Once Zach and Rosie arrived in the United States, the family faced a whole new set of challenges. The most basic was that these children had never had a family—they’d been living in an orphans’ home—and suddenly they were surrounded by strangers in a strange place. Children coming from trauma situations can act out in unexpected ways, Tiffani said, and coming from a different culture meant communicating differently as well. Of course, there have been triumphs to go along with the challenges.
“When she first came home, Rosie would giggle uncontrollably and roll around on Tiffani at bedtime, ecstatic to lay with her new mama,” Mark recalled. “Bedtime remains her favorite time of day. Zach would rush to the door when I would come home from work, excited to tell me all the new words he’d learned. We watched them over time learn how to play.”

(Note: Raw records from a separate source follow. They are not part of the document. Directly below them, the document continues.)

PR #2185, opened 2018-06-29
Use library cache and notification

abelboldu:
### What was the problem?

Jenkinsfile was using old legacy functions, with old Slack channels. 

### How did I fix it?

Importing shared library to use new functions, with better cache approach. Send notifications to the current CI channel.

### How to test it?

In Jenkins, lisk-core-integration job

### DIFF
--- a/Jenkinsfile.integration
+++ b/Jenkinsfile.integration
@@ -11,22 +11,8 @@
  *
  * Removal or modification of this copyright notice is prohibited.
  */
-def report() {
-	if (currentBuild.result == 'FAILURE') {
-		def prBranch = ''
-		if (env.CHANGE_BRANCH != null) {
-			prBranch = " (${env.CHANGE_BRANCH})"
-		}
-		slackSend color: 'danger', message: "Build #${env.BUILD_NUMBER} of <${env.BUILD_URL}|${env.JOB_NAME}>${prBranch} failed (<${env.BUILD_URL}/console|console>, <${env.BUILD_URL}/changes|changes>)", channel: '#lisk-core-jenkins'
-	}
-}
 
-def statusFail() {
-	currentBuild.result = 'FAILURE'
-	error('Stopping build, build failed')
-	report()
-	cleanUp()
-}
+@Library('lisk-jenkins') _
 
 def cleanUp() {
 	sh '''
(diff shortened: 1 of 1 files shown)


Jenkinsfile.integration
```diff
@@ -50,16 +36,16 @@ node('lisk-integration') {
...
-
-				sh '''
-					# Cycle postgres, install deps and prepare config
-					sudo service postgresql restart
-					rsync -axl -e "ssh -oUser=jenkins" master-01:/var/lib/jenkins/lisk/node_modules/ "$WORKSPACE/node_modules/" || true
-					npm install
-					cp test/data/config.json test/data/genesis_block.json .
-				'''
+				// Cycle postgres, restore chache install deps and prepare config
+				sh 'sudo service postgresql restart'
```
nazarhussain: I remember we avoid running any thing on Jenkins with sudo privileges. @Nazgolze did refactor to remove sudo from all scripts. Please check with him if its really good to use.

Jenkinsfile.integration
```diff
@@ -50,16 +36,16 @@ node('lisk-integration') {
...
+				cache_file = restoreCache("config.json")
```
nazarhussain: With recent changes into core there will be no `config.json` on root directory. Does that really matters here?

Jenkinsfile.integration
```diff
@@ -50,16 +36,16 @@ node('lisk-integration') {
...
+				sh 'npm install'
+				saveCache(cache_file, './node_modules', 7)
+				sh 'cp test/data/config.json test/data/genesis_block.json .'
```
nazarhussain: When this PR will be merged https://github.com/LiskHQ/lisk/pull/2181 these files will be no longer exists. So I suggest we hold this PR, until other one merged.

Jenkinsfile.integration
abelboldu: Yes I'm aware of that, but this is another issue we need to fix for this branch 1.1.0.  For what matters here I suggest to get it merged and work in the config changes in another PR.

Jenkinsfile.integration
Nazgolze: Restarting postgres is the one sudo command that the lisk user is allowed to do on the Jenkins machines

And since the job locks the resource and this one machine only does the integration job, I don't see any problem doing this here

PR #2187, opened 2018-07-01
Store amounts as strings - Closes #716

### LINKED ISSUE #716: Store amounts as strings
All LSK values like balances, fees, amounts in transactions, etc. should be stored as strings in JS and never casted/converted to numbers - in entire application. Calculations should be done via `BigNumber`, database layer is not affected (we use `BIGINT` there).

ManuGowda:
### What was the problem?
balances, fees, amounts in parts of the application were using integer, and strings rather than using bignumber for calculation and comparisons.
### How did I fix it?
balances, fees, amounts are stored as bignumber throughout the application and used bignum for calculations and for another purpose, only during saving to the database it will be converted to string.
### Review checklist

* The PR solves #716 
* Linting passes
* Tests pass


db/repos/blocks.js
```diff
@@ -312,7 +312,9 @@ class BlocksRepository {
 				'hex'
 			);
 			saveBlock.blockSignature = Buffer.from(block.blockSignature, 'hex');
-			saveBlock.reward = block.reward || 0;
+			saveBlock.reward = block.reward.toString() || '0';
```
4miners: Can you check if we really need to do `|| '0'` here?

db/repos/rounds.js
```diff
@@ -88,10 +88,11 @@ class RoundsRepository {
 	 * Update the votes of for a particular account.
 	 *
 	 * @param {string} address - Address of the account
-	 * @param {int} amount - Votes to update
+	 * @param {BigNumber} amount - Votes to update
 	 * @todo Add @returns tag
 	 */
 	updateVotes(address, amount) {
+		amount = amount ? amount.toString() : '0';
```
4miners: Why we need that? Is `amount` not required? If yes we should make it required.

helpers/z_schema.js
```diff
@@ -275,6 +276,33 @@ var liskFormats = {
...
+		}
+		return false;
+	},
+	/**
+	 * Transaction totalAmount, totalFee, reward.
+	 *
+	 * @param {Object} value
+	 * @returns {boolean}
+	 */
+	minAmount(value) {
```
4miners: Why we cannot use `amount` check for that?

logic/account.js
```diff
@@ -498,28 +498,30 @@ class Account {
 						break;
 
 					// [u_]balance, [u_]multimin, [u_]multilifetime, rate, fees, rank, rewards, votes, producedBlocks, missedBlocks
+					// eslint-disable-next-line no-case-declarations
 					case Number:
-						if (isNaN(updatedValue) || updatedValue === Infinity) {
-							throw `Encountered insane number: ${updatedValue}`;
+						const value = new Bignum(updatedValue);
```
4miners: Consistency! Globally `new bignum` or `new Bignum`, preferred last one.

logic/account.js
```diff
@@ -498,28 +498,30 @@ class Account {
...
 
 							// If updated value is negative number
-						} else if (updatedValue < 0) {
+						} else if (value.lessThan(0)) {
 							promises.push(
 								dbTx.accounts.decrement(
 									address,
 									updatedField,
-									Math.floor(Math.abs(updatedValue))
+									value.abs().toString()
```
4miners: Missing `.floor`, possible change of behavior.

logic/block.js
```diff
@@ -87,10 +87,12 @@ class Block {
 				return 1;
 			}
 			// Place depending on amount (lower first)
-			if (a.amount < b.amount) {
+			const prev = new bignum(a.amount);
```
4miners: Why `a.amount` and `b.amount` are not instances of `Bignum` already?

logic/block.js
```diff
@@ -414,9 +416,9 @@ Block.prototype.getBytes = function(block) {
 		}
 
 		byteBuffer.writeInt(block.numberOfTransactions);
-		byteBuffer.writeLong(block.totalAmount);
-		byteBuffer.writeLong(block.totalFee);
-		byteBuffer.writeLong(block.reward);
+		byteBuffer.writeLong(block.totalAmount.toString());
```
4miners: Previously numbers, now strings - it doesn't change the behavior of `byteBuffer.writeLong`?

logic/block.js
```diff
@@ -477,7 +479,7 @@ Block.prototype.getId = function(block) {
  * @todo Delete unused param
  */
 Block.prototype.calculateFee = function() {
-	return constants.fees.send;
+	return constants.fees.send.toString();
```
4miners: Why not return `Bignum` from here?

logic/dapp.js
```diff
@@ -65,7 +66,7 @@ DApp.prototype.bind = function() {};
  * @returns {number} Transaction fee
  */
 DApp.prototype.calculateFee = function() {
-	return constants.fees.dappRegistration;
+	return constants.fees.dappRegistration.toString();
```
4miners: same here, why not `Bignum`?

logic/delegate.js
```diff
@@ -64,7 +65,7 @@ Delegate.prototype.bind = function(accounts) {
  * @todo Delete unused transaction, sender parameters
  */
 Delegate.prototype.calculateFee = function() {
-	return constants.fees.delegate;
+	return constants.fees.delegate.toString();
```
4miners: same

logic/delegate.js
```diff
@@ -81,7 +82,9 @@ Delegate.prototype.verify = function(transaction, sender, cb, tx) {
 		return setImmediate(cb, 'Invalid recipient');
 	}
 
-	if (transaction.amount !== 0) {
+	const amount = new bignum(transaction.amount);
```
4miners: Why not already a `Bignum`?

logic/multisignature.js
```diff
@@ -82,7 +82,7 @@ Multisignature.prototype.calculateFee = function(transaction) {
 	return (
 		(transaction.asset.multisignature.keysgroup.length + 1) *
 		constants.fees.multisignature
-	);
+	).toString();
```
4miners: Perform that multiply using bignums

logic/signature.js
```diff
@@ -61,7 +62,7 @@ Signature.prototype.bind = function(accounts) {
  * @returns {number} Transaction fee
  */
 Signature.prototype.calculateFee = function() {
-	return constants.fees.secondSignature;
+	return constants.fees.secondSignature.toString();
```
4miners: Same here, why not return `Bignum`? Globally.

logic/transaction.js
```diff
@@ -629,7 +627,7 @@ class Transaction {
 				transaction,
 				sender
 			) || false;
-		if (!fee || transaction.fee !== fee) {
+		if (!fee || !transaction.fee.equals(fee)) {
```
4miners: What if `fee` is a bignum instance of 0?

logic/transaction.js
```diff
@@ -642,19 +640,19 @@ class Transaction {
...
 		// Check amount
+		let amount = transaction.amount;
 		if (
-			transaction.amount < 0 ||
-			transaction.amount > constants.totalAmount ||
-			String(transaction.amount).indexOf('.') >= 0 ||
-			transaction.amount.toString().indexOf('e') >= 0
+			amount.lessThan(0) ||
+			amount.greaterThan(constants.totalAmount) ||
+			amount.toString().indexOf('.') >= 0 ||
```
4miners: Bignum should provide better check for decimals.

logic/transaction.js
```diff
@@ -642,19 +640,19 @@ class Transaction {
...
+			amount.toString().indexOf('e') >= 0
```
4miners: same for that

logic/transaction.js
```diff
@@ -1138,11 +1128,11 @@ class Transaction {
 		}
 
 		if (transaction.amount) {
-			transaction.amount = parseInt(transaction.amount);
+			transaction.amount = new bignum(transaction.amount);
```
4miners: `transaction.amount = new bignum(transaction.amount || 0);` and remove conditions

logic/transaction.js
```diff
@@ -1138,11 +1128,11 @@ class Transaction {
...
 		}
 
 		if (transaction.fee) {
-			transaction.fee = parseInt(transaction.fee);
+			transaction.fee = new bignum(transaction.fee);
```
4miners: same

modules/blocks/chain.js
```diff
@@ -230,6 +231,14 @@ Chain.prototype.applyGenesisBlock = function(block, cb) {
 			// Apply transactions through setAccountAndGet, bypassing unconfirmed/confirmed states
 			// FIXME: Poor performance - every transaction cause SQL query to be executed
 			// WARNING: DB_WRITE
+			if (transaction.amount) {
+				transaction.amount = new bignum(transaction.amount);
```
4miners: same

modules/blocks/chain.js
```diff
@@ -539,6 +548,17 @@ Chain.prototype.applyBlock = function(block, saveBlock, cb) {
  * @param {boolean} broadcast - Indicator that block needs to be broadcasted
  */
 Chain.prototype.broadcastReducedBlock = function(reducedBlock, broadcast) {
+	if (reducedBlock.totalAmount) {
```
4miners: Why we need conditions here?

modules/blocks/process.js
```diff
@@ -628,6 +629,17 @@ __private.validateBlockSlot = function(block, lastBlock, cb) {
  * @todo Add @returns tag
  */
 Process.prototype.onReceiveBlock = function(block) {
+	if (block.totalAmount) {
```
4miners: Same here

modules/blocks/verify.js
```diff
@@ -573,22 +573,41 @@ Verify.prototype.deleteBlockProperties = function(block) {
 	}
 	if (reducedBlock.totalAmount === 0) {
```
4miners: That check will pass?

modules/blocks/verify.js
```diff
@@ -573,22 +573,41 @@ Verify.prototype.deleteBlockProperties = function(block) {
...
 		delete reducedBlock.totalAmount;
+	} else {
+		reducedBlock.totalAmount = new bignum(reducedBlock.totalAmount);
```
4miners: There is something wrong with logic here. Before if property was `0` we removed it, now we create bignum instance if it's not `0`. We should always create instance or never create.

modules/blocks/verify.js
```diff
@@ -573,22 +573,41 @@ Verify.prototype.deleteBlockProperties = function(block) {
...
 	}
 	if (reducedBlock.transactions && reducedBlock.transactions.length === 0) {
 		delete reducedBlock.transactions;
+	} else {
+		convertToBigNum(reducedBlock.transactions);
 	}
 	return reducedBlock;
 };
 
+const convertToBigNum = transactions =>
```
4miners: From where those transactions come from? It's verify module - we should already have those as bignums.

modules/node.js
```diff
@@ -148,7 +148,7 @@ Node.prototype.shared = {
 			nethash: library.config.nethash,
 			nonce: library.config.nonce,
 			milestone: blockReward.calcMilestone(height),
-			reward: blockReward.calcReward(height),
+			reward: blockReward.calcReward(height).toString(),
```
4miners: It's for API? Maybe not the best place to cast `.toString()`

modules/transactions.js
```diff
@@ -397,11 +397,26 @@ __private.getPooledTransactions = function(method, filters, cb) {
...
-		[sortAttribute.sortField],
-		[sortAttribute.sortMethod.toLowerCase()]
-	);
+
+	if (
+		sortAttribute.sortField === 'fee' ||
+		sortAttribute.sortField === 'amount'
+	) {
+		const sortFactor =
+			sortAttribute.sortMethod.toLowerCase() === 'desc' ? -1 : 1;
```
4miners: Add description what is going on here.

test/functional/http/post/0.transfer.js
```diff
@@ -124,7 +124,7 @@ describe('POST /api/transactions (type 0) transfer funds', () => {
 
 		it('using entire balance should fail', () => {
 			transaction = lisk.transaction.transfer({
-				amount: Math.floor(accountFixtures.genesis.balance),
+				amount: Math.floor(accountFixtures.genesis.balance) + 10000,
```
4miners: Where is bignum?

test/functional/http/post/0.transfer.js
```diff
@@ -133,9 +133,7 @@ describe('POST /api/transactions (type 0) transfer funds', () => {
 				transaction,
 				errorCodes.PROCESSING_ERROR
 			).then(res => {
-				expect(res.body.message).to.match(
-					/^Account does not have enough LSK: [0-9]+L balance: /
-				);
+				expect(res.body.message).to.match(/^Invalid transaction body -/);
```
4miners: Why error changed?

test/functional/system/blocks/verify/verify.js
```diff
@@ -148,10 +150,18 @@ function createBlock(
 		previousBlock: blocksModule.lastBlock.get(),
 		transactions,
 	});
+
 	// newBlock.id = blockLogic.getId(newBlock);
 	return newBlock;
 }
 
+const convertToBignum = transactions => {
```
4miners: I already saw that function somewhere, can we reuse? Or if not - please move that to some common test file, as for sure we will use that more in the future.

test/functional/system/blocks/verify/verify.js
```diff
@@ -1059,29 +1067,33 @@ describe('blocks/verify', () => {
...
-						]);
-						expect(block2.previousBlock).to.equal(genesisBlock.id);
-						done();
-					});
+							expect(block2.version).to.equal(0);
+							expect(block2.timestamp).to.equal(time);
+							expect(block2.numberOfTransactions).to.equal(1);
+							expect(block2.reward.equals(0));
+							expect(block2.totalFee.equals(0));
+							expect(block2.totalAmount.equals(10000000000000000));
```
4miners: compare with string, globally I think

test/functional/system/common.js
```diff
@@ -21,6 +21,14 @@ var slots = require('../../../helpers/slots');
 var application = require('../../common/application');
 var randomUtil = require('../../common/utils/random');
 var accountFixtures = require('../../fixtures/accounts');
+var bignum = require('../../../helpers/bignum.js');
+
+const convertToBigNum = transactions => {
```
4miners: Yeah, I saw that function already. ;)

test/functional/system/rounds.js
```diff
@@ -437,43 +437,7 @@ describe('rounds', () => {
...
-									} else {
-										// In every other case - fail the test
-										throw err;
-									}
-								}
-							},
-							[]
-						);
-					}
+					expect(tick.after.accounts).to.deep.equal(expected);
```
4miners: ❤️

test/functional/system/rounds.js
```diff
@@ -774,9 +738,13 @@ describe('rounds', () => {
 
 					lastBlock = library.modules.blocks.lastBlock.get();
 					// Delete one block more
-					return deleteLastBlockPromise().then(() => {
-						done();
-					});
+					return deleteLastBlockPromise()
```
4miners: Can we remove `done` and simply return the promise?

test/functional/system/snapshotting.js
```diff
@@ -100,10 +100,14 @@ describe('snapshotting', () => {
 			);
 
 			__private.snapshotFinished = function() {
-				getMemAccounts().then(_accounts => {
-					expect(_accounts).to.deep.equal(memAccountsBeforeSnapshot);
-					done();
-				});
+				getMemAccounts()
+					.then(_accounts => {
+						expect(_accounts).to.deep.equal(memAccountsBeforeSnapshot);
```
4miners: empty line?

test/functional/system/transactions/1.second_signature/1.1.second_signature_from_pool_peer.js
```diff
@@ -69,8 +70,8 @@ describe('system test (type 1) - second signature transactions from pool and pee
 					passphrase: signatureAccount.passphrase,
 					secondPassphrase: signatureAccount.secondPassphrase,
 				});
-				signatureTransaction.amount = parseInt(signatureTransaction.amount);
-				signatureTransaction.fee = parseInt(signatureTransaction.fee);
+				signatureTransaction.amount = new bignum(signatureTransaction.amount);
```
4miners: Why not use that convertToBignum function?

test/functional/system/transactions/1.second_signature/1.1.second_signature_from_pool_peer.js
```diff
@@ -135,8 +136,10 @@ describe('system test (type 1) - second signature transactions from pool and pee
 						secondPassphrase: randomUtil.password(),
 					});
 					signatureTransaction2.senderId = signatureAccount.address;
-					signatureTransaction2.amount = parseInt(signatureTransaction2.amount);
-					signatureTransaction2.fee = parseInt(signatureTransaction2.fee);
+					signatureTransaction2.amount = new bignum(
```
4miners: same here, same globally

test/setup.js
```diff
@@ -34,8 +37,13 @@ chai.use(chaiAsPromised);
 
 var testContext = {};
 
-testContext.config = require('../config/devnet/config.json');
-testContext.config.genesisBlock = require('../config/devnet/genesis_block.json');
+testContext.config = devNetConfig;
```
4miners: What is that?

test/unit/logic/block.js
```diff
@@ -664,7 +664,9 @@ describe('block', () => {
 
 	describe('calculateFee', () => {
 		it('should return the constant fee', () => {
-			return expect(block.calculateFee(blockData)).to.eql(constants.fees.send);
+			return expect(block.calculateFee(blockData)).to.eql(
+				constants.fees.send.toString()
```
4miners: Those in constants should be strings already.

test/unit/logic/block_reward.js
```diff
@@ -148,116 +148,116 @@ describe('BlockReward @slow', () => {
...
+			return expect(
+				blockReward.calcReward(13451520 * 10000).equals('100000000')
 			);
 		});
 
 		it('when height == (milestoneFour * 100000) should return 100000000', () => {
-			return expect(blockReward.calcReward(13451520 * 100000)).to.equal(
-				100000000
+			return expect(
+				blockReward.calcReward(13451520 * 100000).equals('100000000')
```
4miners: Perform multiply using bignum

test/unit/logic/transaction.js
```diff
@@ -471,7 +471,8 @@ describe('transaction', () => {
 				recipientId: transactionData.recipientId,
 			};
 			var transaction = lisk.transaction.transfer(transferObject);
-			transaction.fee = Number(transaction.fee);
+			transaction.amount = new bignum(transaction.amount);
```
4miners: convertToBignum?

db/repos/rounds.js
ManuGowda: @4miners yes amount is required, however, we write weird tests to support undefined amount values here https://github.com/LiskHQ/lisk/blob/133036a05e8eb09397586af0f4d2aadd4e1ebd8a/test/unit/db/repos/rounds.js#L290
previously this test was working, because amount was integer, now its bignum and i convert that to `toString` before we save. so let me know weather to remove this invalid test or to keep the exisisting code.

helpers/z_schema.js
ManuGowda: @4miners I don't see any JSON schema validation available for amount type http://json-schema.org/latest/json-schema-validation.html, please refer me to any information where it specifies we can use amount, I will be glad to use and update the same.

logic/block.js
ManuGowda: writeLong internally calls `writeInt64` and handles the Long value accordingly, here is the gist
```
if (typeof value === 'number')
                    value = Long.fromNumber(value);
                else if (typeof value === 'string')
                    value = Long.fromString(value);
```

modules/blocks/chain.js
ManuGowda: because every block might not have `totalAmount`, so checking it, modified the code to 
```
reducedBlock.totalAmount = reducedBlock.totalAmount.toString() || '0';
reducedBlock.totalFee = reducedBlock.totalFee.toString() || '0';
reducedBlock.reward = reducedBlock.reward.toString() || '0';
```

4miners: That function is only calling the event, why modify block object here before broadcast? That is for sure not the proper place for doing that (it should be when received reduced block or when calling object normalize, etc.).

helpers/z_schema.js
4miners: I mean we can use `amount` check instead of `minAmount` - the only difference is `amount` checking also for max amount, which should be fine.

logic/account.js
```diff
@@ -498,28 +498,33 @@ class Account {
...
 
 						// If updated value is positive number
-						if (Math.abs(updatedValue) === updatedValue && updatedValue !== 0) {
+						if (value.greaterThan(0)) {
 							promises.push(
 								dbTx.accounts.increment(
 									address,
 									updatedField,
-									Math.floor(updatedValue)
+									value.floor().toString()
```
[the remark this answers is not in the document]
ManuGowda: actually, it's not required here, as we are already validating if amount is a valid integer, however, I doesn't harm much to keep it as it, as we need to do a thorough check before we remove.

helpers/round_changes.js
```diff
@@ -39,13 +39,13 @@ function RoundChanges(scope) {
 	if (exceptions.rounds[scope.round]) {
 		// Apply rewards factor
 		this.roundRewards.forEach((reward, index) => {
-			this.roundRewards[index] = new bignum(reward.toPrecision(15))
+			this.roundRewards[index] = new Bignum(reward.toPrecision(15))
```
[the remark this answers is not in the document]
ManuGowda: The reason why we have precision here to validate if the rewards exceed the total amount, which is if the rewards is too high then the `new Bignum(reward.toPrecision(15))` would become an exponential notation rather than fixed point.
```
var aa = new bignum(500000000)
aa.toPrecision(15) ====> '500000000.000000'
```
in case of exceeding 
```
var aa = new bignum(5000000000000000)
aa.toPrecision(15) ====> '5.00000000000000e+15'
```
conclusion: The precesion needs to exisits.

modules/blocks/verify.js
```diff
@@ -563,24 +558,24 @@ Verify.prototype.addBlockProperties = function(block) {
  * @returns {Object} Block object reduced
  */
 Verify.prototype.deleteBlockProperties = function(block) {
-	const reducedBlock = JSON.parse(JSON.stringify(block));
+	const reducedBlock = Object.assign({}, block);
```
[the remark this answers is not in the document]
ManuGowda: its completely the wrong way to clone a object, if you do stringify and parse then it would change the object properties like, if its a bignum then it apply string and convert, so the intension is to clone not to modify the state, so I have changed it to the correct way

test/common/utils/random.js
```diff
@@ -132,4 +135,13 @@ random.password = function() {
 		.substring(7);
 };
 
+const convertToBignum = transactions => {
```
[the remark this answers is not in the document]
ManuGowda: I wanted to keep this function in root common utils, so there is no other files which makes sense place this function other than random.

modules/accounts.js
```diff
@@ -15,7 +15,7 @@
 'use strict';
 
 const crypto = require('crypto');
-const bignum = require('../helpers/bignum.js');
+const Bignum = require('../helpers/bignum.js');
```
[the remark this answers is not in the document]
ManuGowda: changed it to bignum.js everywhere

db/repos/rounds.js
```diff
@@ -88,11 +88,11 @@ class RoundsRepository {
 	 * Update the votes of for a particular account.
 	 *
 	 * @param {string} address - Address of the account
-	 * @param {int} amount - Votes to update
+	 * @param {BigNumber} amount - Votes to update
```
MaciejBaj: I think it will be more simple to test/maintain the functions if we would always pass `string` into it and convert it to BigNumber when needed. It would also simplify the possible external tools basing on JsDOC to create documentation/typing etc.

4miners: No, there it was decided to maintain `Bignumber` instances whatever possible and convert to `string` when needed (API, save to database).

ManuGowda: Yes, since we keeping bignum over the application layer, whenever its required like frontend or database it can be converted to the string, this way we are 100% sure we are operating with bignum all over the application.

MaciejBaj: Ok then :)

Cultural differences have played a large role in the Pullyblanks’ new life. For instance, they are suddenly a multiracial family, a concept they embraced but were not completely prepared for.
“Now that we’re raising black children, we have to know how to help them and understand what challenges they face,” Tiffani said. “It gave me a whole different view of racism and the way our society is set up to benefit white people.”
In addition to introducing Zach and Rosie to American culture, Tiffani and Mark have made an effort to learn about life in Uganda. They say they’d like to someday go back and live there for a few months.
“Uganda is an amazing country, where the people have incredibly resilient spirits in the face of so many challenges to their survival. I’d like to think that our brilliant, spunky, beautiful children would have fared well there despite their lack of family support, but that’s a really big question mark,” Tiffani said. “I can’t imagine our family without them, and certainly all the hurdles we have had to overcome have been more than worth it, but if the world was a better place they’d be with their first mothers, never having known the pain and shock of that separation.
“The adoption itself is just the first step—the learning and growing and adjusting continues for all of us, likely for a lifetime.”